▶ [Task prompt] Filter the data for lines with the word "crawlee", then copy every line so identified.

[Opening Available records section]

PR #1943, opened 2026-06-03
fix: retry sitemap fetching on error and raise when retries are exhausted

vdusek:
## Description

The `try/except` in `_fetch_and_process_sitemap` wrapped the entire `while retries_left > 0` loop instead of the loop body. Any exception raised while streaming a sitemap therefore exited the loop after a single attempt, logged a warning, and silently ended the async generator — no retry ever happened, `sitemap_retries` was effectively dead code, and callers (`Sitemap.load`, `parse_sitemap`, `SitemapRequestLoader`) saw empty or partial results with no error.

This PR moves the `try/except` inside the loop body so each attempt is independently retried, and raises the error once all retries are exhausted instead of swallowing it.

### Behavior notes

- A sitemap that keeps failing after all retries now raises to the caller instead of silently producing empty results. `SitemapRequestLoader` already logs and propagates this via its own error handling.
- If a stream fails after yielding some items, the retry re-fetches the sitemap from scratch, so items yielded before the failure may be yielded again. This is pre-existing streaming-generator semantics, now just reachable via the (working) retry path.

### DIFF
--- a/src/crawlee/_utils/sitemap.py
+++ b/src/crawlee/_utils/sitemap.py
@@ -321,9 +321,9 @@ async def _fetch_and_process_sitemap(
 
     sitemap_url = source['url']
 
-    try:
-        while retries_left > 0:
-            retries_left -= 1
+    while retries_left > 0:
+        retries_left -= 1
+        try:
             async with http_client.stream(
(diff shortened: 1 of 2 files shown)


Mantisus (approved):
LGTM

janbuchar (approved):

[Closing Available records section]

▶ [Answer below]
--- a/src/crawlee/_utils/sitemap.py
+++ b/src/crawlee/_utils/sitemap.py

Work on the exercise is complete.